Steven Bethard steven.bethard at gmail.com
Wed Apr 25 07:26:37 CEST 2007


On 4/24/07, Steven Bethard <steven.bethard at gmail.com> wrote:
> On 4/24/07, Calvin Spealman <ironfroggy at gmail.com> wrote:
> > I must have miscopied then because it worked perfectly here. Yes, I
> > meant to have the _superdesc defined inside the metaclass __init__,
> > but thought I could pull it out to make it cleaner. I forgot it
> > actually had to be there! Here is the metaclass that works.
> >
> > class autosuper(type):
> >         def __init__(cls, name, bases, clsdict):
> >                 class _superdesc(object):
> >                         def __get__(self, obj, objcls):
> >                                 return super(cls, obj)
> >                 cls.__super__ = _superdesc()
>
> I still get the same error.

I played around with this for a while. Below is some code that does
work.
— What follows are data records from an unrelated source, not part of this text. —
PR #1495, opened 2022-09-05
created

dmitriyn3679:
why i can call arrow func before init in this task?

### DIFF
--- a/src/transformState.js
+++ b/src/transformState.js
@@ -5,7 +5,37 @@
  * @param {Object[]} actions
  */
 function transformState(state, actions) {
-  // write code here
+  for (const object of actions) {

The trick is to redefine super() so that when you're calling
__get__ to bind a method to an instance, you bind it to the Super()
instance, not the original object instance.

class Super(object):
    def __init__(self, type, obj=None):
        if isinstance(obj, Super):
            obj = obj.__obj__
        self.__type__ = type
        self.__obj__ = obj
    def __get__(self, obj, cls=None):
        if obj is None:
            raise Exception('only supports instances')
        else:
            return Super(self.__type__, obj)
    def __getattr__(self, attr):
        mro = iter(self.__obj__.__class__.__mro__)
        for cls in mro:
            if cls is self.__type__:
                break
        for cls in mro:
            if attr in cls.__dict__:
                x = cls.__dict__[attr]
                if hasattr(x, '__get__'):
                    x = x.__get__(self, cls)
                return x
        raise AttributeError, attr

class autosuper(type):
    def __init__(cls, name, bases, clsdict):
        cls.__super__ = Super(cls)

class A:
    __metaclass__ = autosuper
    def f(self):
        return 'A'

class B(A):
    def f(self):
        return 'B' + self.__super__.f()

class C(A):
    def f(self):
        return 'C' + self.__super__.f()

class D(B, C):
    def f(self):
        return 'D' + self.__super__.f()

assert D().f() == 'DBCA'

See ma, no bytecode hacks! ;-)

STeVe
-- 
I'm not *in*-sane. Indeed, I am so far *out* of sane that you appear a
tiny blip on the distant coast of sanity.